James Boswell ( 1740-1795)


En abril de 1784 James Boswell almorzó con Immanuel Kant en Königsberg. De la visita dio cuenta el propio Biswell en un pasaje de su diario, desconocido durante mucho tiempo y que no vio la luz hasta 1997 (hay reciente traducción al castellano de Miguel Martínez-Lage: James Boswell visita al profesor Kant, Ediciones La uÑa RoTa, 2012).

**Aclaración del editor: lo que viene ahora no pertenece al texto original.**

PR #278, opened 2020-03-31
Fix target nodes networking setup

### LINKED ISSUE #276: Ubuntu target nodes networking setup fails
When deploying the Ubuntu target cluster, the networking setup done with netplan fails with the following error :
```
/etc/netplan/60-ironicendpoint.yaml:6:20: Error in network definition: ironicendpoint: interface 'enp1s0' is not defined
      interfaces: [enp1s0]
```
/assign @kashifest 
/kind bug
/priority important-soon

kashifest:
Fixes #276

### DIFF
--- a/vm-setup/roles/v1aX_integration_test/templates/controlplane_ubuntu.yaml
+++ b/vm-setup/roles/v1aX_integration_test/templates/controlplane_ubuntu.yaml
@@ -87,7 +87,7 @@ spec:
                   {{ CLUSTER_APIENDPOINT_HOST }}
               }
           }
-      - path: /etc/netplan/50-cloud-init.yaml
+      - path: /etc/netplan/51-cloud-config.yaml
         owner: root:root
         permissions: '0644'
         content: |
@@ -95,12 +95,14 @@ spec:
               ethernets:
                   enp2s0:
                       dhcp4: true
+                  enp1s0:
+                      dhcp4: false
               version: 2
       - path: /tmp/akeys
         owner: root:root
         permissions: '0644'
         content: {{ SSH_PUB_KEY_CONTENT }}
-      - path : /etc/netplan/60-ironicendpoint.yaml
+      - path : /etc/netplan/52-ironicendpoint.yaml
         owner: root:root
         permissions: '0644'
         content: |
@@ -188,7 +190,7 @@ spec:
                     {{ CLUSTER_APIENDPOINT_HOST }}
                 }
             }
-        - path: /etc/netplan/50-cloud-init.yaml
+        - path: /etc/netplan/51-cloud-config.yaml
           owner: root:root
           permissions: '0644'
           content: |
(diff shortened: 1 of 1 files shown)


kashifest:
> Don't you need the same changes in [here ](https://github.com/metal3-io/metal3-dev-env/blob/577161a49426a5593a8caf6f1daf0b516e3d4bcd/vm-setup/roles/v1aX_integration_test/templates/controlplane_ubuntu.yaml#L196)as well?

Indeed, changed accordingly

vm-setup/roles/v1aX_integration_test/templates/controlplane_ubuntu.yaml
```diff
@@ -95,6 +95,8 @@ spec:
               ethernets:
                   enp2s0:
                       dhcp4: true
+                  enp1s0:
+                      dhcp4: false
```
maelk: I would rather add it in the 60, so that it is with the bridge. 50- comes from cloud-init normally, and might be overwritten

Xenwar:
test-centos-integration

vm-setup/roles/v1aX_integration_test/templates/controlplane_ubuntu.yaml
kashifest: Sorry, I did not get you, what do you mean by  50- comes from cloud-init normally, and might be overwritten? I think the naming is just to tell which file to be applied before. In our case, 50 would be applied before 60. I don't think 50- would be overwritten automatically, unless we do some changes explicitly on the interface in cloud-init

maelk: I meant that the 50-cloud-init.yaml file is normally generated by cloud-init.

maelk: so creating another file called the same way should be done only if you want to overwrite the cloud-init output. And there might be unexpected cases where cloud-init could regenerate that file and overwrite your changes

kashifest: That holds true for the whole file then, not this change I suppose

kashifest: I have changed the file names @maelk

maelk: how does the numbering apply ? because we want this configuration to have a higher priority than the 50-cloud-init.yaml one

kashifest: I just found these in netplan 
"Configuration is a merge of all /etc/netplan/\*.yaml. The netplan config show command will read the current on-disk configuration and merge any configs in /etc/netplan/\*.yaml merge them and produce a YAML formatted output to stdout."

kashifest: netplan’s configuration files use the YAML format. All /{lib,etc,run}/netplan/*.yaml are considered. Lexicographically later files (regardless of in which directory they are) amend (new mapping keys) or override (same mapping keys) previous ones. A file in /run/netplan completely shadows a file with same name in /etc/netplan, and a file in either of those directories shadows a file with the same name in /lib/netplan.

kashifest: changed it to 51 and 52 just to be on the safe side

maelk: good. Maybe we could later on actually merge those two.

PR #279, opened 2020-03-31
Remove nodes_file on tear down

derekhiggins:
And only create a new one if it doesn't exist. This to ensure
we don't create a new one without also defining new VM's.

Also only run teardown if vm_platform == "libvirt" to avoid
removing a user defined nodes_file.


derekhiggins:
/hold
Should be merged after
https://github.com/openshift-metal3/dev-scripts/pull/998
Fixes: https://github.com/openshift-metal3/dev-scripts/issues/932

PR #282, opened 2020-04-06
Replace old baremetal provider name references with metal3

Xenwar:


Xenwar:
The tests have failed due to missing quotes. 
eg
```. 
In ./01_prepare_host.sh line 102:
sudo "${CONTAINER_RUNTIME}" run -d --net host --privileged --name ipa-downloader ${POD_NAME} \
                                                                                 ^---------^ SC2086: Double quote to prevent globbing and word splitting.
```
However, other those variables were not introduced in this PR. 
We should ask why previous/other tests passed.

maelk:
/approve cancel
Those variables should not be in quotes. That breaks the functionality as it considers the content of the variable as one string if quoted. A better alternative would be to add an exception for this rule

Xenwar:
> /approve cancel
> Those variables should not be in quotes. That breaks the functionality as it considers the content of the variable as one string if quoted. A better alternative would be to add an exception for this rule

Would it also work if, somehow, escape the quotes ?

maelk:
if you escape the quotes they will appear as quotes in the docker/podman command line, making it a string also. IMO, if you want to fix this, you should add an exception for that rule.

Xenwar:
> if you escape the quotes they will appear as quotes in the docker/podman command line, making it a string also. IMO, if you want to fix this, you should add an exception for that rule.

ok. Creating a separate PR for that.

Xenwar:
A fix for the shellcheck error. https://github.com/metal3-io/metal3-dev-env/pull/283
This PR can be approved after that.

Issue #285, opened 2020-04-07
Running metal3-dev-env removes old GOPATH


derekhiggins:
If running as root, then GOPATH is cleaned up up each time vm-setup/install-package-playbook.yml is applied, zapping away any local edits.

PR #286, opened 2020-04-07
Set go_install_clean_full

derekhiggins:
With go_install_clean=true and go_install_clean_full=false
old golang installs are cleaned up without cleaning up GOPATH

New param added to fubarhouse/ansible-role-golang here
https://github.com/fubarhouse/ansible-role-golang/pull/152

Fixed: #285

### DIFF
--- a/vm-setup/install-package-playbook.yml
+++ b/vm-setup/install-package-playbook.yml
@@ -11,3 +11,4 @@
       vars:
         go_version: 1.14
         go_install_clean: true
+        go_install_clean_full: false


vm-setup/install-package-playbook.yml
```diff
@@ -11,3 +11,4 @@
       vars:
         go_version: 1.14
         go_install_clean: true
+        go_install_clean_full: false
```
hardys, line 14: Do we need to force galaxy to upgrade the role?

```
+(./01_install_requirements.sh:18): main(): ansible-galaxy install -r vm-setup/requirements.yml
[WARNING]: - fubarhouse.golang (2.9.0) is already installed - use --force to change version to
master
```

PR #289, opened 2020-04-08
Install python3 in CentOS target cluster and use dnf

maelk:
The CentOS verifications are failing for CentOS target cluster since python3 is not installed. This fixes it.

/cc @fmuyassarov 
/cc @Xenwar


maelk:
Skipping the integration tests are they are currently not testing those files.

PR #292, opened 2020-04-09
Remove v1alpha1 and v1alpha2 versions of CAPM3

maelk:
This PR removes the v1alpha1 and v1alpha2 specific code since those two versions were deprecated.


maelk:
From the Openshift point of view, is this change problematic ? 
/cc @russellb 
/cc @hardys 
/cc @stbenjam 
and anyone else who would want to voice their opinion :)

hardys:
> From the Openshift point of view, is this change problematic ?
> /cc @russellb
> /cc @hardys
> /cc @stbenjam
> and anyone else who would want to voice their opinion :)

I think it should be fine - the https://github.com/openshift-metal3/dev-scripts only uses the vm-setup roles that create the VMs so I don't think we'll be impacted by this change.

That said we can run CI to be sure when https://github.com/openshift-metal3/dev-scripts/pull/1013 lands (currently we're pinned to a commit before https://github.com/metal3-io/metal3-dev-env/pull/280)

fmuyassarov:
Just a small nit:
1. I think we won't need the following in the Makefile?
```
test_v1a1:
	./05_test_v1alpha1.sh

test_v1a2:
	./05_test.sh

test_v1a3:
	./05_test.sh
```

2. Shouldn't it be CentOS 8 instead of CentOS 7 in README?

maelk:
Thanks, I'll take care of this on Tuesday

maelk:
@fmuyassarov fixed, thank you

fmuyassarov:
> > From the Openshift point of view, is this change problematic ?
> > /cc @russellb
> > /cc @hardys
> > /cc @stbenjam
> > and anyone else who would want to voice their opinion :)
> 
> I think it should be fine - the https://github.com/openshift-metal3/dev-scripts only uses the vm-setup roles that create the VMs so I don't think dev-scripts will be impacted by this change.
> 
> That said we can run CI to be sure when [openshift-metal3/dev-scripts#1013](https://github.com/openshift-metal3/dev-scripts/pull/1013) lands (currently dev-scripts is pinned to a commit before #280)

@hardys 
Can we merge this PR? Because I see from comments in https://github.com/openshift-metal3/dev-scripts/pull/1017 that the CI has passed.

hardys:
> @hardys
> Can we merge this PR? Because I see from comments in [openshift-metal3/dev-scripts#1017](https://github.com/openshift-metal3/dev-scripts/pull/1017) that the CI has passed.

That doesn't prove it works with this PR, I'm manually testing to confirm and we can merge if all is OK, sorry for the delay responding.

PR #293, opened 2020-04-14
Kind access to local Docker registry made possible by using containerd config

mikkosest:


mikkosest:
> This could be just a firewall issue, please try to add the rule we discussed about and let's see if this is actually needed.

Should third rule below allow access, still does not work without kind config, why not to use kind config, which is given as example in kind page?

ACCEPT     all  --  anywhere             192.168.122.0/24     ctstate RELATED,ESTABLISHED
ACCEPT     all  --  192.168.122.0/24     anywhere            
ACCEPT     all  --  anywhere             anywhere

03_launch_mgmt_cluster.sh
```diff
@@ -161,6 +161,19 @@ function launch_baremetal_operator() {
...
 
+function launch_kind() {
+  reg_ip="$(docker inspect -f '{{.NetworkSettings.IPAddress}}' registry)"
+  cat <<EOF | kind create cluster --name kind --image=kindest/node:"${KUBERNETES_VERSION}" --config=-
+  kind: Cluster
+  apiVersion: kind.x-k8s.io/v1alpha4
+  containerdConfigPatches:
+  - |-
+    [plugins."io.containerd.grpc.v1.cri".registry.mirrors."192.168.111.1:5000"]
+      endpoint = ["http://${reg_ip}:5000"]
```
maelk, line 172: Is there really a need to go with the Docker IP instead of the 192.168.111.1 here ?

maelk:
ok, let's go with this then.

PR #297, opened 2020-04-27
Replace CAPI and CAPM3 deployment with clusterctl in metal3-dev-env

mikkosest:


03_launch_mgmt_cluster.sh
```diff
@@ -79,6 +82,38 @@ function clone_repos() {
...
+kind: Kustomization
+resources:
+- components.yaml
+EOF
+  wget https://github.com/metal3-io/cluster-api-provider-metal3/releases/download/"${CAPM3_RELEASE}"/cluster-template.yaml
+  wget https://github.com/metal3-io/cluster-api-provider-metal3/releases/download/"${CAPM3_RELEASE}"/infrastructure-components.yaml -O components.yaml
+  wget https://github.com/metal3-io/cluster-api-provider-metal3/releases/download/"${CAPM3_RELEASE}"/metadata.yaml
+  kustomize edit set image quay.io/metal3-io/cluster-api-provider-metal3:"${CAPM3_RELEASE}"=192.168.111.1:5000/localimages/cluster-api-provider-metal3:"${CAPM3_RELEASE}"
+  kustomize build . > infrastructure-components.yaml
+  rm components.yaml kustomization.yaml
```
maelk, line 115: you should not be using the released version of capm3. The goal of those tests are to test a branch. Instead of doing it this way, you should generate the release manifests by doing `make release-manifests` . Then copy what is in the `out` folder into the override folder of clusterctl.

For the image, you can override it in the clusterctl config file, you don't need an intermediary kustomization. And the image should be overridden conditionally

03_launch_mgmt_cluster.sh
```diff
@@ -93,10 +128,16 @@ function update_images(){
     # Strip the tag for image replacement
     OLD_IMAGE="${!OLD_IMAGE_VAR%:*}"
     #shellcheck disable=SC2086
-    kustomize edit set image $OLD_IMAGE=$LOCAL_IMAGE
+    if [ -n "${CAPM3_LOCAL_IMAGE}" ]; then
+      patch_clusterctl
+    else
+      kustomize edit set image $OLD_IMAGE=$LOCAL_IMAGE
+    fi
```
maelk, line 135: this would rather depend on the version, no ?

03_launch_mgmt_cluster.sh
```diff
@@ -194,29 +234,29 @@ kind: Kustomization
...
+    popd
 
     pushd "$kustomize_overlay_path"
     update_images
     popd
-    kustomize build "$kustomize_overlay_path" | kubectl apply -f-
+
+    pushd "${CAPIPATH}"
+    cd bin
+    ./clusterctl init --infrastructure=metal3
```
maelk, line 259: if you do it this way, it will download the last release of metal3. We want to acutally test the branch we are on (can be master for daily jobs) so we need to use the override feature.

vm-setup/roles/v1aX_integration_test/tasks/generate_templates.yml
```diff
@@ -0,0 +1,59 @@
...
+
+  - name: Copy kustomization skeleton
+    copy:
+      src: "{{ CRS_PATH }}/kustomization.yaml"
+      dest: "{{ TEMP_GEN_DIR }}"
+
+  - name: Map replicas values
+    template:
+      src: "{{ CRS_PATH }}/replicas.yaml"
+      dest: "{{ TEMP_GEN_DIR }}/replicas.yaml"
```
maelk, line 31: the number of replicase can be given as variables to clusterctl config. I am not sure what this whole kustomization part does.

03_launch_mgmt_cluster.sh
mikkosest: Mostly fixed, only image overwrite is a problem

03_launch_mgmt_cluster.sh
mikkosest: Changed these lines completely due to to other changes

03_launch_mgmt_cluster.sh
mikkosest: Fixed

vm-setup/roles/v1aX_integration_test/tasks/generate_templates.yml
mikkosest: Fixed. Kustomization is need to split and merge manifests when separate provision steps are cluster, controlplane, worker

03_launch_mgmt_cluster.sh
mikkosest: Completely fixed

lib/common.sh
```diff
@@ -41,6 +41,8 @@ CONTAINER_RUNTIME=${CONTAINER_RUNTIME:-"podman"}
 # Hostname format
 NODE_HOSTNAME_FORMAT=${NODE_HOSTNAME_FORMAT:-"node-%d"}
 
+CAPM3_RELEASE=${CAPM3_RELEASE:-"v0.3.1"}
```
maelk, line 44: is there a way to retrieve this automatically from Github ? otherwise we will need to update it everytime we release a version

03_launch_mgmt_cluster.sh
```diff
@@ -29,10 +29,13 @@ M3PATH="${M3PATH:-${GOPATH}/src/github.com/metal3-io}"
 BMOPATH="${BMOPATH:-${M3PATH}/baremetal-operator}"
 RUN_LOCAL_IRONIC_SCRIPT="${BMOPATH}/tools/run_local_ironic.sh"
 CAPM3PATH="${CAPM3PATH:-${M3PATH}/cluster-api-provider-metal3}"
+CAPIPATH="${CAPIPATH:-${M3PATH}/cluster-api}"
 
 if [ "${CAPI_VERSION}" == "v1alpha3" ]; then
   CAPM3BRANCH="${CAPM3BRANCH:-release-0.3}"
   CAPM3REPO="${CAPM3REPO:-https://github.com/metal3-io/cluster-api-provider-metal3.git}"
+  CAPIBRANCH="${CAPIBRANCH:-v0.3.3}"
```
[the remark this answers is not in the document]
mikkosest: Done

lib/common.sh
mikkosest: Done

03_launch_mgmt_cluster.sh
```diff
@@ -29,13 +29,22 @@ M3PATH="${M3PATH:-${GOPATH}/src/github.com/metal3-io}"
 BMOPATH="${BMOPATH:-${M3PATH}/baremetal-operator}"
 RUN_LOCAL_IRONIC_SCRIPT="${BMOPATH}/tools/run_local_ironic.sh"
 CAPM3PATH="${CAPM3PATH:-${M3PATH}/cluster-api-provider-metal3}"
+CAPM3REPO="${CAPM3REPO:-https://github.com/metal3-io/cluster-api-provider-metal3.git}"
```
maelk, line 32: you do not have to add the .git at the end. If you do not provide it, then you can use CAPM3REPO as the base url for CAPM3RELEASEPATH

03_launch_mgmt_cluster.sh
```diff
@@ -29,13 +29,22 @@ M3PATH="${M3PATH:-${GOPATH}/src/github.com/metal3-io}"
...
+CAPM3RELEASEPATH="${CAPM3RELEASEPATH:-https://github.com/metal3-io/cluster-api-provider-metal3/releases/latest}"
+CAPM3_RELEASE=$(curl -ksL "${CAPM3RELEASEPATH}" \
+                   | grep -m 1 "releases/download" \
+                   | cut -d \" -f 2 | tr -d \" \
```
maelk, line 36: if you use jq, you can reduce this to a single command after a pipe

03_launch_mgmt_cluster.sh
```diff
@@ -29,13 +29,22 @@ M3PATH="${M3PATH:-${GOPATH}/src/github.com/metal3-io}"
...
+                   | sed 's/.*releases\/download\///' \
+                   | sed 's/\/.*//')
+
+CAPIPATH="${CAPIPATH:-${M3PATH}/cluster-api}"
 
 if [ "${CAPI_VERSION}" == "v1alpha3" ]; then
   CAPM3BRANCH="${CAPM3BRANCH:-release-0.3}"
-  CAPM3REPO="${CAPM3REPO:-https://github.com/metal3-io/cluster-api-provider-metal3.git}"
+  CAPIBRANCH="${CAPIBRANCH:-v0.3.4}"
```
maelk, line 44: you could do the same for the release as for CAPM3

mikkosest: Done

03_launch_mgmt_cluster.sh
mikkosest: Done

03_launch_mgmt_cluster.sh
mikkosest: Changed completely url parsing

mikkosest:
> Both for CAPI and CAPM3, I think we should use the latest release, and fetch it automatically. It can be done by querying a url and using jq to get the tag name : https://developer.github.com/v3/repos/releases/#get-the-latest-release

Done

De camino a Königsberg en la diligencia del correo, el biógrafo del Dr. Johnson fue interpelado por dos mozos que "trabaron una disputa en torno a una curiosa cuestión, a saber, si era posible atravesar todos los puentes de la ciudad, pero pasándolos todos ellos tan solo una vez". El envite había sido zanjado bastantes años antes por el matemático Leonhard Euler, desmostrando que tal hazaña era imposible. Pero Boswell, ignorante de dicha resolución, declara más adelante como si tal cosa: "Tras varias circunvoluciones, todas inconclusas, por fin de una tacada crucé los nueve puentes, cumpliendo esta vez con las condiciones del problema y triunfando". En realidad, ni siquiera supo contar los puentes, pues el número correcto de puentes de Königsberg en aquellos días era de siete.
Sus grandes dotes de observación, sin embargo, brillan en la siguiente descripción física de filósofo: "El señor Kant es de pequeña estatura, extremadamente flaco, y tiene un hombro más alto que otro. Tiene la frente alta y despejada, y los ojos azules, grandes, en los que asoma una mirada melancólica, aunque su porte es vivaz, tanto que en nada recuerda al de un pensativo y apesadumbrado metafísico. No le sentaba bien la peluca, y de vez en cuando su criado se la enderezó. Tiene la nariz colorada y los dedos manchados de tabaco. Viste camisa de lino de un blanco purísimo. Vestía además una casaca de terciopelo amarillo, pantalón de seda negra ceñido a la rodilla y medias azules y zapatos de hebilla de plata. Habla en voz baja, pero le creo muy capaz de hablar ante una gran concurrencia".

2 comentarios:

  1. Uno, disciplinado, austero, frugal,capaz de elaborar una filosofía que ha alumbrado la teoría política de estos dos últimos siglos, desligada de la teología; el otro, pasional,inconstante, insatisfecho y magnífico escritor con una vida triste que buscaba el consuelo de lupanar en lupanar. Una pareja perfecta.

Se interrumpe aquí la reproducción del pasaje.